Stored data
........
PR #3083, opened 2022-11-07
Update README.md

papafe:
Fixes bad link and some wording

Fixes #3082

### DIFF
--- a/README.md
+++ b/README.md
@@ -36,18 +36,18 @@ Refer to [this guide](https://www.visualstudio.com/en-us/docs/package/nuget/cons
........
▶ _Prompt_
Show the lines where the word "Fixes" appears in the entries.

▶ _Written answer_
Fixes bad link and some wording
Fixes #3082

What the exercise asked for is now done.